Check every line below for the string "yDeadband", and copy the lines that contain it.

Extracted data entries:
▼▼▼

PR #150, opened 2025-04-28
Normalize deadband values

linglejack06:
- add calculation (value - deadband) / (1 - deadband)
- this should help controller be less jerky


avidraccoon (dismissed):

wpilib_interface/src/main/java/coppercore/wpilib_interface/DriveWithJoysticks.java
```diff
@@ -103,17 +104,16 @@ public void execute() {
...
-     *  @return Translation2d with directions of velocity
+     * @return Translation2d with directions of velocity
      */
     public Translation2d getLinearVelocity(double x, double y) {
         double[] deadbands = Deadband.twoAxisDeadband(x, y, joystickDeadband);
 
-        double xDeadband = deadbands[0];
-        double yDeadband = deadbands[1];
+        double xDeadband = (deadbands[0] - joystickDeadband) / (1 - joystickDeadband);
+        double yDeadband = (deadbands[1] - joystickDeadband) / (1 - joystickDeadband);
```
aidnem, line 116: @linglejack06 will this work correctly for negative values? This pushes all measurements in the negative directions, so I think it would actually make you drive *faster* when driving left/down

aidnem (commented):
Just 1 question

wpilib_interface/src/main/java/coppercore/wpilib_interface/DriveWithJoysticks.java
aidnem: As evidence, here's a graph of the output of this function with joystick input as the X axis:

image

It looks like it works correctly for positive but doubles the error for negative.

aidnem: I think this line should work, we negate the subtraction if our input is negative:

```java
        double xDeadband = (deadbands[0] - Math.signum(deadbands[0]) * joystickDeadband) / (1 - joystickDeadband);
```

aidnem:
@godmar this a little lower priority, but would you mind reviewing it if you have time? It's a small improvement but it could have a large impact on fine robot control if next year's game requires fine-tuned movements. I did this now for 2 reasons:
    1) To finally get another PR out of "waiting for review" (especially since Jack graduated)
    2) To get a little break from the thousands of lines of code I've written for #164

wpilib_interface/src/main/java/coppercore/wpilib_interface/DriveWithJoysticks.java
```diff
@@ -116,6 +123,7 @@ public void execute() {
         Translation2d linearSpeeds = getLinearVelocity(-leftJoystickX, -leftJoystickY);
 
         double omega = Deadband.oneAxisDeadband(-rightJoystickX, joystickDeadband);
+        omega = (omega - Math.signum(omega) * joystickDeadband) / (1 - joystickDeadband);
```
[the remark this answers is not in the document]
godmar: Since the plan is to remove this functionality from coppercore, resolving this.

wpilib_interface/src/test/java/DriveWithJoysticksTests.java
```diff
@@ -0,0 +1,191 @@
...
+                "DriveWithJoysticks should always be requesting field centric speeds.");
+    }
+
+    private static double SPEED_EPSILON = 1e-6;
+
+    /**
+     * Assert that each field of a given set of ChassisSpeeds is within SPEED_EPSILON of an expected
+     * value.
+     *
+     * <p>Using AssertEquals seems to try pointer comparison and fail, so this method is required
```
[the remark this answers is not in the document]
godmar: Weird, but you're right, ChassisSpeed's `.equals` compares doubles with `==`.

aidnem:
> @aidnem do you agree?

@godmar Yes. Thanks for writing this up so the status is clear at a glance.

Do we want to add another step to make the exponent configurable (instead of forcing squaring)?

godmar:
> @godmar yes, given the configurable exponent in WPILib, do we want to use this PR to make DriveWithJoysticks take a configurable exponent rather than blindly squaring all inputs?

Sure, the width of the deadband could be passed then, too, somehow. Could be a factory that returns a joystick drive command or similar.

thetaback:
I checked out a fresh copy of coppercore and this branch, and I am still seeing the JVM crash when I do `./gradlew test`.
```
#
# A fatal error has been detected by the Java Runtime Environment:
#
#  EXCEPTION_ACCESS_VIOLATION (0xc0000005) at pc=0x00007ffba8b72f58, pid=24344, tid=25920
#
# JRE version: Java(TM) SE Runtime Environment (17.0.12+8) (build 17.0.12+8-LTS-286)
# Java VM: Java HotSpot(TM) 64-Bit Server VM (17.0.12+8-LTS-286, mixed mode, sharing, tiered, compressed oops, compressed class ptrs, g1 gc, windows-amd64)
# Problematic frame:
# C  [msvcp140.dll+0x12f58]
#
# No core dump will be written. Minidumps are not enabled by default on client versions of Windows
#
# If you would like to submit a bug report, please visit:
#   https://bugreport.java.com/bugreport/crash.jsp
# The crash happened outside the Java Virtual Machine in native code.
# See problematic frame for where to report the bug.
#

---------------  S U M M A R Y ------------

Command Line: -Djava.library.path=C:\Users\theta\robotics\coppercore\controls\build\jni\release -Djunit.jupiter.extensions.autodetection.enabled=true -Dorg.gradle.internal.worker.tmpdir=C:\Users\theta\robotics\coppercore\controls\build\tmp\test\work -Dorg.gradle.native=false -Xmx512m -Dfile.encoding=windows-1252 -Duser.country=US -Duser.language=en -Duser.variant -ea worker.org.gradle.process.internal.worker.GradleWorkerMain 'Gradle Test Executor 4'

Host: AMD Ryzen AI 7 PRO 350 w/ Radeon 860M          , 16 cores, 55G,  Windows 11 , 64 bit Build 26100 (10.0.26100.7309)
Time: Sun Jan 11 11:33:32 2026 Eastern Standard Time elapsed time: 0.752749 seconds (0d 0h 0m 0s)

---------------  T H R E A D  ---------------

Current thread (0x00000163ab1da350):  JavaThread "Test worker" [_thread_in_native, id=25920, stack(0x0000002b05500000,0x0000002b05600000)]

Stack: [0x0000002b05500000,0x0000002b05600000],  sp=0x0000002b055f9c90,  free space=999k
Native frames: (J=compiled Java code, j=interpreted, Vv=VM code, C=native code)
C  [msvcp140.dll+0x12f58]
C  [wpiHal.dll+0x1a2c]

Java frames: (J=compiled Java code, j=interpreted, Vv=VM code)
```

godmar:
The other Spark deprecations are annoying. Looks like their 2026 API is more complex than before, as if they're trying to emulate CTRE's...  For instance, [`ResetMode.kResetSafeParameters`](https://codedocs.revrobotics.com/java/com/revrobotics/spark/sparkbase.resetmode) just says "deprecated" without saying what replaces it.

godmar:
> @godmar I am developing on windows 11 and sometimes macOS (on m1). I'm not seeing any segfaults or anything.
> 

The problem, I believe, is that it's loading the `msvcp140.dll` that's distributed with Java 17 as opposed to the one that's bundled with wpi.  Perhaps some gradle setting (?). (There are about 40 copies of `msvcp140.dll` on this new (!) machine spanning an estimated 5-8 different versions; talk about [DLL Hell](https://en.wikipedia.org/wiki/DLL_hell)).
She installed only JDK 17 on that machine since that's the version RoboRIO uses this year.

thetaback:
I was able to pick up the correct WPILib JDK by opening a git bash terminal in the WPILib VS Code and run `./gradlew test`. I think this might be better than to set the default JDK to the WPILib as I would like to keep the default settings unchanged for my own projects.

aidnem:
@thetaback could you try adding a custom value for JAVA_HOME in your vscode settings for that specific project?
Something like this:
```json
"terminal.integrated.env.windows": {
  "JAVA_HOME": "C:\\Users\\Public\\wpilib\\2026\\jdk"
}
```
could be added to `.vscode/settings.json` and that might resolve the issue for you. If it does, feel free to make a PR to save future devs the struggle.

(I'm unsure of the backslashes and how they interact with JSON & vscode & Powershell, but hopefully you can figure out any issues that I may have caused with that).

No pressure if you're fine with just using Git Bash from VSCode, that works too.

▲▲▲
▼▼▼

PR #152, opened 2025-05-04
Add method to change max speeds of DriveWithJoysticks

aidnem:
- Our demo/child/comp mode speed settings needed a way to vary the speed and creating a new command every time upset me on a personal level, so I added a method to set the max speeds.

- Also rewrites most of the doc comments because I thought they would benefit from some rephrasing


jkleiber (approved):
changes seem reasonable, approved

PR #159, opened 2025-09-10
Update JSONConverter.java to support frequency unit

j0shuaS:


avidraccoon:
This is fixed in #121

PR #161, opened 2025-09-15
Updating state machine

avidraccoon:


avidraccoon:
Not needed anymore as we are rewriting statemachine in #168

▲▲▲

▶ Written answer
-        double yDeadband = deadbands[1];
+        double yDeadband = (deadbands[1] - joystickDeadband) / (1 - joystickDeadband);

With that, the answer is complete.